Exclamation mark in Prolog

To clarify this even more, if somebody still struggles how exclamation operator works (like i did), here is an example:

sound(time3).
sound(time1).
sun(time1).
relax(X):-sound(X),!,sun(X).

For this certain example, if you ask Prolog for ?-relax(S). this results into false. We can describe Prolog working like this:

1. Prolog searches for asked predicate (relax(SOMEVARIABLE unifiable with S)) in our example).
2. Prolog finds predicate relax(X). Variables X and S are now bound.
3. Prolog starts to evaluate clauses:
   • sound(X)
     • Prolog searches the file for fact which satisfies sound(X).
     • it finds the fact sound(time3). and unifies it with our variables X=S=time3.
   • !
     • Prolog continues to next clausule which is operator ! so he will not backtrack back behind this operator.
   • sun(X)
     • Prolog searches the file for the fact which satisfies sun(X).
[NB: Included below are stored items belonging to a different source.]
PR #3143, opened 2015-05-07
Fix import path for ec2container connection

phobologic:
Also add new endpoints for ECS.

This is missing a test case, but the test case would mostly be that import works, and that seems a bit excessive.


phobologic:
Not sure if there's anything else that is required for this.  Would love to see it in boto - we have to patch manually for the time being.

klj613:
i need this

nickrowlandboxuk:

X is already bound so it searches for sun(time3) which does not exists.
4. Conclusion
   • at this point, if there was no ! operator Prolog would return (backtrack) to sound(X) and it would reassign variable X=S as X=S=time1. Which would eventually result into true since fact sun(time1) exists.
   • Prolog returns false because he could not match relax(S) for any rule.

In opposition like I said in 4. without ! operator it results into success.

sound(time3).
sound(time1).
sun(time1).
relax(X):-sound(X),sun(X).

Feel free to correct me if I am wrong at some point.